## Dataset entries
PR #6060, opened 2023-10-23
feat(wmg): wmg v3 api

atarashansky:
## Reason for Change

- #6065
- #6071  

## Changes

- added dynamic scaling to legend and colorscale
- updated backend to read v3 snapshot
- Re-activated skipped unit tests now that v3 has been activated

## Dynamic scaling demo 
https://czi-sci.slack.com/archives/C0247APK621/p1698163069890259
## Testing steps

- All tests pass, including previously skipped tests
- E2E tests pass

### DIFF
--- a/backend/wmg/data/snapshot.py
+++ b/backend/wmg/data/snapshot.py
@@ -75,9 +75,6 @@ class WmgSnapshot:
 
     dataset_metadata: Optional[Dict] = field(default=None)
 
-    def __hash__(self):
-        return hash(None)  # hash is not used for WmgSnapshot
-
 
 # Cached data
 cached_snapshot: Optional[WmgSnapshot] = None
--- a/backend/wmg/data/snapshot.py
+++ b/backend/wmg/data/snapshot.py
@@ -62,10 +62,8 @@ class WmgSnapshot:
     # backend/wmg/data/schemas/cube_schema.py.
     cell_counts_cube: Optional[Array] = field(default=None)
 
-    # Pandas DataFrame containing per-tissue ordering of cell types.
-    # Columns are "tissue_ontology_term_id", "cell_type_ontology_term_id", "order"
-
-    cell_type_orderings: Optional[DataFrame] = field(default=None)
+    # Dictionary of (cell type, tissue) tuples as keys and order as values.
+    cell_type_orderings: Optional[dict] = field(default=None)
 
     # precomputed list of ids for all gene and tissue ontology term ids per organism
     primary_filter_dimensions: Optional[Dict] = field(default=None)
--- a/backend/wmg/data/snapshot.py
+++ b/backend/wmg/data/snapshot.py
@@ -20,7 +20,6 @@ EXPRESSION_SUMMARY_CUBE_NAME = "expression_summary"
 EXPRESSION_SUMMARY_DEFAULT_CUBE_NAME = "expression_summary_default"
 CELL_COUNTS_CUBE_NAME = "cell_counts"
 MARKER_GENES_CUBE_NAME = "marker_genes"
-DATASET_TO_GENE_IDS_FILENAME = "dataset_to_gene_ids.json"
 FILTER_RELATIONSHIPS_FILENAME = "filter_relationships.json"
 DATASET_METADATA_FILENAME = "dataset_metadata.json"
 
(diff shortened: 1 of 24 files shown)


frontend/src/views/WheresMyGeneV2/components/Main/index.tsx
```diff
@@ -158,7 +167,42 @@ export default function WheresMyGene(): JSX.Element {
           const { cellTypeGeneExpressionSummaries } = geneExpressionSummary;
 
           for (const cellTypeGeneExpressionSummary of cellTypeGeneExpressionSummaries) {
+            // get term before $
+            const cellTypeGeneExpressionSummaryId =
+              cellTypeGeneExpressionSummary.viewId.split("$")[0];
```
tihuan, line 172: you can use `getOntologyTermIdFromCellTypeViewId(viewId)`!

frontend/src/views/WheresMyGeneV2/components/Main/index.tsx
```diff
@@ -158,7 +167,42 @@ export default function WheresMyGene(): JSX.Element {
...
+
+            /*
+            This is to dynamically set the min and max based on the data that is visible to users.
+            Skip conditions:
+            - If the cell type is not part of an expanded tissue
+            - If the tissue does not contain any of the filtered cell types and at least one cell type is filtered
+            - If the cell type is not included in the filtered cell types and at least one cell type is filtered
+            - If the tissue id is not included in the filtered tissue ids and at least one tissue is filtered
+            - If the cell type gene expression summary view id is not included in the available view ids
+            The above conditions capture all possible scenarios where the data is not visible to users.
```
tihuan, line 184: awesome documentation 🙏 Thanks so much!

frontend/src/views/WheresMyGene/components/HeatMap/index.tsx
```diff
@@ -255,6 +255,7 @@ export default memo(function HeatMap({
                 echartsRendererMode={echartsRendererMode}
                 setAllChartProps={setAllChartProps}
                 chartProps={allChartProps[tissue]}
+                maxExpression={6.0}
```
tihuan, line 258: can we add some comment in code why we use 6.0 here even though we're not using RankIt anymore? Thanks!

tihuan (commented):
Looks really great! Thanks for fixing the scaling, @atarashansky 🙏 

Can you add the videos you have in Slack in this PR for paper trail please? Since Slack messages don't stay around for long

Also any e2e tests you can think of we should add?

Thank you!

frontend/src/views/WheresMyGene/components/HeatMap/index.tsx
atarashansky: This component is no longer used, so I didn't think any comments were necessary - when are we deleting it?

atarashansky:
> Also any e2e tests you can think of we should add?

This seems like it would be better covered by FE unit tests. Do we have any test framework set up to run those?

backend/wmg/data/snapshot.py
```diff
@@ -73,8 +72,12 @@ class WmgSnapshot:
     filter_relationships: Optional[Dict] = field(default=None)
 
     # dataset metadata dictionary
+
     dataset_metadata: Optional[Dict] = field(default=None)
 
+    def __hash__(self):
```
prathapsridharan, line 78: if the object doesn't have to hashable then why is this there? Could it be removed?

kaloster (approved):

prathapsridharan (approved):
Looks good. Just a small comment about removing `__hash__` on `WMGSnapshot` if it is not needed

frontend/src/views/WheresMyGene/components/HeatMap/index.tsx
tihuan: ah I see, so 6.0 is just for passing TS. @kaloster is working on removing WMGv1!

tihuan:
> > Also any e2e tests you can think of we should add?
> 
> This seems like it would be better covered by FE unit tests. Do we have any test framework set up to run those? In any case, we can write an E2E test that just makes sure that the unscaled max value is changing with the filters.

CC has unit test examples here 👍 

https://github.com/chanzuckerberg/single-cell-data-portal/blob/cb44c8c395ff73df23060ec43f5a6b488e6c82d5/frontend/tests/features/collection/collection.test.ts#L35

Issue #5660, opened 2023-08-31
RDS and CXG conversions should be independent operations


brianraymor:
# Context

See [**single-cell-data-wrangling**](https://czi-sci.slack.com/archives/C024HCSH9PT/p1693261728537429).

Recently, RDS conversions have been especially _brittle_. Currently, a RDS conversion failure will result in the cancellation of a **pending** CXG conversion although there should be no correlation between potential RDS and CXG failures. As a result, curators and submitters are unable to view the Explorer visualization until the RDS conversion is addressed. This is currently blocking a submitter review.

I do not remember if there was a rationale for this design such as _fast failing_. 

CC: @Bento007 since this issue is based on a personal slack conversation. @atolopko-czi

atolopko-czi:
> I do not remember if there was a rationale for this design such as fast failing.

I'm not aware of any technical reason why fast failing behavior is required here. But we may have to consider the processing status logic to ensure that _partial_ failures (e.g. just RDS) can be retried appropriately.

We actually want to eventually have the [CXG generation be moved into a separate pipeline](https://docs.google.com/document/d/1oeNXVrNn8PyBjkY_v4kiNobmE97bEMx-nGBq-Vm-X7s/edit#bookmark=id.oo23v4xea6z5), so it can be owned by the Viz team.  It would only be loosely coupled to the dataset submission pipeline via an event notification when a "labeled" h5ad is ready, and not an RDS. This might be worth considering when we take on this issue.

brianraymor:
@nayib-jose-gloria - added to schema 4 epic for visibility. Please consider.

Bento007:
https://dev.to/aws-builders/parallel-task-error-handling-in-step-functions-4f1c

danieljhegeman:
>As a result, curators and submitters are unable to view the Explorer visualization until the RDS conversion is addressed.

Noting that, currently, it also blocks _publishing_.

@brianraymor I am unclear on whether you would want to start allowing publishing in cases where seurat conversion failed.

metakuni:
On a side note, I think I recall from a long time ago that despite being defined as parallel steps in the step function that the Seurat and CXG conversions actually run sequentially.

@ebezzi , is this still the case?

danieljhegeman:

## WHAT IS EXPECTED
Across the entries above, find the lines with the string "steps" and copy them.

## RESPONSE AREA
## Testing steps
On a side note, I think I recall from a long time ago that despite being defined as parallel steps in the step function that the Seurat and CXG conversions actually run sequentially.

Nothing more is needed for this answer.